- _Task statement_:
Return all lines in the data where the string "loop" can be found.

- _Provided data_:
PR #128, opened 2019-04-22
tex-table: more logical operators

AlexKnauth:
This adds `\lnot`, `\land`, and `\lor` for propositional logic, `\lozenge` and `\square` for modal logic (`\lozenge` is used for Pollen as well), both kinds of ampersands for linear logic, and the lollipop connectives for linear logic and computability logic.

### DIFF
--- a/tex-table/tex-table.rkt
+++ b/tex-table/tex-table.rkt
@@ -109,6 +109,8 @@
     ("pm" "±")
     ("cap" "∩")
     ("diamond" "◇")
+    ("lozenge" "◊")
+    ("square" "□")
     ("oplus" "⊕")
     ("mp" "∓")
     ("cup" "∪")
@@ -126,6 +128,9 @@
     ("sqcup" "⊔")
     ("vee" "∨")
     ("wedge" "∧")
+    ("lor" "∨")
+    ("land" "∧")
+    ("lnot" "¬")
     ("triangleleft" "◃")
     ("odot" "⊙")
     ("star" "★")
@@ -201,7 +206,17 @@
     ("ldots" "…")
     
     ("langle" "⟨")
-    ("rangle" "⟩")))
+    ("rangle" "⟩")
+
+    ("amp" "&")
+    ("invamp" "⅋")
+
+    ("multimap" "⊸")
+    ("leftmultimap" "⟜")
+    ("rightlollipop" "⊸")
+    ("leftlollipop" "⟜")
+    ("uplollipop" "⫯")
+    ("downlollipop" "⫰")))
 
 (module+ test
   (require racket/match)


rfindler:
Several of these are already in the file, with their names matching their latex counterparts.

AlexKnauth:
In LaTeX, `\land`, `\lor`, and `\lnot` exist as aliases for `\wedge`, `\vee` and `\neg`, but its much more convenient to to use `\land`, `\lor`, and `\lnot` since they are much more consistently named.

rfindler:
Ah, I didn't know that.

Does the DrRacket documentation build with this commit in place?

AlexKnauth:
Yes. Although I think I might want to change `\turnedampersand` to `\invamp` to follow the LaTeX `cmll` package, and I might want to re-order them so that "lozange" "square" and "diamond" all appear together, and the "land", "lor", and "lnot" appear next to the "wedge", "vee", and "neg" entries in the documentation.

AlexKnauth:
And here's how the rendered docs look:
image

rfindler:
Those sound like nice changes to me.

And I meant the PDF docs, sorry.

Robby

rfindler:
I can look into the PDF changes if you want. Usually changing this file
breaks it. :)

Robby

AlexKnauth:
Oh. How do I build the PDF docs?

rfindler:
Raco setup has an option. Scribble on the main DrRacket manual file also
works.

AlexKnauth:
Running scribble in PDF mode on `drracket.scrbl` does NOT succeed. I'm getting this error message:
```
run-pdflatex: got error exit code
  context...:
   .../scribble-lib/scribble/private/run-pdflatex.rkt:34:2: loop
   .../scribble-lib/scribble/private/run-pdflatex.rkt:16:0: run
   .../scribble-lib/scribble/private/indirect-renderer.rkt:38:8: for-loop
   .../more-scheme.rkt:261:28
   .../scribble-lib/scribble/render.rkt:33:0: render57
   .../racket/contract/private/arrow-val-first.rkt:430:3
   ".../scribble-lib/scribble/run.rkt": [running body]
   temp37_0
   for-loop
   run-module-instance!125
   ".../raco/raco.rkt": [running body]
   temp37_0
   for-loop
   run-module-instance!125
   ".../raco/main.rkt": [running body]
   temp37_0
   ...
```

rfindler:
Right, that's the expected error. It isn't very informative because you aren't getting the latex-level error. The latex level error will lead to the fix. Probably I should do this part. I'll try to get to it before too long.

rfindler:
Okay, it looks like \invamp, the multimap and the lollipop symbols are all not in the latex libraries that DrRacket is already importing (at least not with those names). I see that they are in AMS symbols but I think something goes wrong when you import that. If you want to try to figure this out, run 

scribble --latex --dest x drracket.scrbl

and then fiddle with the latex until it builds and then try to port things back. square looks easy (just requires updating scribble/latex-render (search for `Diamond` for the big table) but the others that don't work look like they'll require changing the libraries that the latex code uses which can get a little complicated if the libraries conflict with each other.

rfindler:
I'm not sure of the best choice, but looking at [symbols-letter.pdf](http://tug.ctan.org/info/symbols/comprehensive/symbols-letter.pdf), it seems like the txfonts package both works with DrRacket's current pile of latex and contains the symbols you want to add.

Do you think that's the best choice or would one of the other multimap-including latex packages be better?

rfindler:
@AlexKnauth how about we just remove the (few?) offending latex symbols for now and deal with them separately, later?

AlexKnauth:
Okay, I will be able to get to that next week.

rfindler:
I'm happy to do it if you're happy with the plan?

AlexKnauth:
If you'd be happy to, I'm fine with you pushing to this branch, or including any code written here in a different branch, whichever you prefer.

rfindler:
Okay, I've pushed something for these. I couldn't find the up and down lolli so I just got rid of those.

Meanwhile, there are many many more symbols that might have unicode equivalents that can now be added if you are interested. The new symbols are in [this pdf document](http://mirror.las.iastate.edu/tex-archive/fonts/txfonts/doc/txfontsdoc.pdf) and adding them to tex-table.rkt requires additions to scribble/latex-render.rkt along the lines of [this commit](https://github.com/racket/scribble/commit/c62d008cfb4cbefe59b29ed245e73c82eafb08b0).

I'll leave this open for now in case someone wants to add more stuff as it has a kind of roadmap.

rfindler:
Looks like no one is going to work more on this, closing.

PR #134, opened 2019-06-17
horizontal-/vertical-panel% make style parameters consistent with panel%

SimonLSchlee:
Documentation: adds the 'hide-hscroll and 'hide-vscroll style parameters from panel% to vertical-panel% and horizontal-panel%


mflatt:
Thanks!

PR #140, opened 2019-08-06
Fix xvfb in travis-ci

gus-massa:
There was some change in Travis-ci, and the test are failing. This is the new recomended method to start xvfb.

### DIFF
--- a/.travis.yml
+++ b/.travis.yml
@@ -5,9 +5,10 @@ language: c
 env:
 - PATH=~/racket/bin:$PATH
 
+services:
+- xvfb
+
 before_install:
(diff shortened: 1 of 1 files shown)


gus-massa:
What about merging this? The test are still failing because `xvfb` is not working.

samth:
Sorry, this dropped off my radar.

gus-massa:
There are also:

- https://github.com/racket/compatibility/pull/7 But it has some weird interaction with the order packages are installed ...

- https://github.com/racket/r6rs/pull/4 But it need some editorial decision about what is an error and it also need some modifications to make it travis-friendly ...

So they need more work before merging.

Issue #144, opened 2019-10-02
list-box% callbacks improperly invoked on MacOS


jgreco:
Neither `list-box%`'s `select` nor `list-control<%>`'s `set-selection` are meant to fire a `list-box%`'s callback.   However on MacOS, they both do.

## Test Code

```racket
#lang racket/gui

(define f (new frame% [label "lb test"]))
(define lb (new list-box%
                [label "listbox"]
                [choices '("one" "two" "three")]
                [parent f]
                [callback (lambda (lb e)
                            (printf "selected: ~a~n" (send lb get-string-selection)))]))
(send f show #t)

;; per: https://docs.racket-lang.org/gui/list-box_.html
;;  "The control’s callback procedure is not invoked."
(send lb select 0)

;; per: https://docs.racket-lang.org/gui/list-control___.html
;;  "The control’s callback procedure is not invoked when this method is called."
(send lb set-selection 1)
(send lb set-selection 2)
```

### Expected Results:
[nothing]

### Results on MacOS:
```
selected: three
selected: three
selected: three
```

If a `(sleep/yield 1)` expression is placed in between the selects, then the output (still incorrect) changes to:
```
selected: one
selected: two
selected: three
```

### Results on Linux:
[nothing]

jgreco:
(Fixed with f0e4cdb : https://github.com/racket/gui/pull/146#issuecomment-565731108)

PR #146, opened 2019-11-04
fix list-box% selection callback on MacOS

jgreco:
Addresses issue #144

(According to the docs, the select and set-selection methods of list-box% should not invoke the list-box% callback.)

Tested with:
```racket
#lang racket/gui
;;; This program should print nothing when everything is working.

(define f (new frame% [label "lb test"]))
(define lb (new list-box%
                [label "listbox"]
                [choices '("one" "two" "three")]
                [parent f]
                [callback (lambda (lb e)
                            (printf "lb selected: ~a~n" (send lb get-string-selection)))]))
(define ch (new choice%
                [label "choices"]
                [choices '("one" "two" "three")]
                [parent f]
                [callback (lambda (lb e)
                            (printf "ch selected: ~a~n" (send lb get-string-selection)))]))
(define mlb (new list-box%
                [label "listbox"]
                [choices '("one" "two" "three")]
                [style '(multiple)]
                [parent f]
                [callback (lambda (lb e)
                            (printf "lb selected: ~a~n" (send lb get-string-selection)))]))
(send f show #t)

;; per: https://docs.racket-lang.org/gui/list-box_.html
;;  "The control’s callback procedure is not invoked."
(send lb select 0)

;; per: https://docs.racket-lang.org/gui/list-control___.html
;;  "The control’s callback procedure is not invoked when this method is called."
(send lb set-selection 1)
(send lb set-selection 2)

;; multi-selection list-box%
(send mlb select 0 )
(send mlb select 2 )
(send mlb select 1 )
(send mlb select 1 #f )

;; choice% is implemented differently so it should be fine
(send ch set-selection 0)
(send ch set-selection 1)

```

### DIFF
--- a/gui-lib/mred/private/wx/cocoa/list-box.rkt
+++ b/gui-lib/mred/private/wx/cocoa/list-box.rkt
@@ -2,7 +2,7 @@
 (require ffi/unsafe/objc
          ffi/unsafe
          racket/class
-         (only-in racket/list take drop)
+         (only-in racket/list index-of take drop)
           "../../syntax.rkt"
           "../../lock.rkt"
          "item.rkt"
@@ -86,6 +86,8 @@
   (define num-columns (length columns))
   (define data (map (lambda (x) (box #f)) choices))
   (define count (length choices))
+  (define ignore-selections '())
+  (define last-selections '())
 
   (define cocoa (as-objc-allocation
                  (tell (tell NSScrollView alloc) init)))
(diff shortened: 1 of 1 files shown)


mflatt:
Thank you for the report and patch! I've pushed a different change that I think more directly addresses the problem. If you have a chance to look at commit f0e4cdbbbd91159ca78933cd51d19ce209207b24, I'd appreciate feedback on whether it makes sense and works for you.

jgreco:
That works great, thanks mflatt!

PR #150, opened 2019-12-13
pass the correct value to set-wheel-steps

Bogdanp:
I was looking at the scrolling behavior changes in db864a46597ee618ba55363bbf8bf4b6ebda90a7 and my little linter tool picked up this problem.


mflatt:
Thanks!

- _Answer box_:
   .../scribble-lib/scribble/private/run-pdflatex.rkt:34:2: loop
   .../scribble-lib/scribble/private/indirect-renderer.rkt:38:8: for-loop
   for-loop
   for-loop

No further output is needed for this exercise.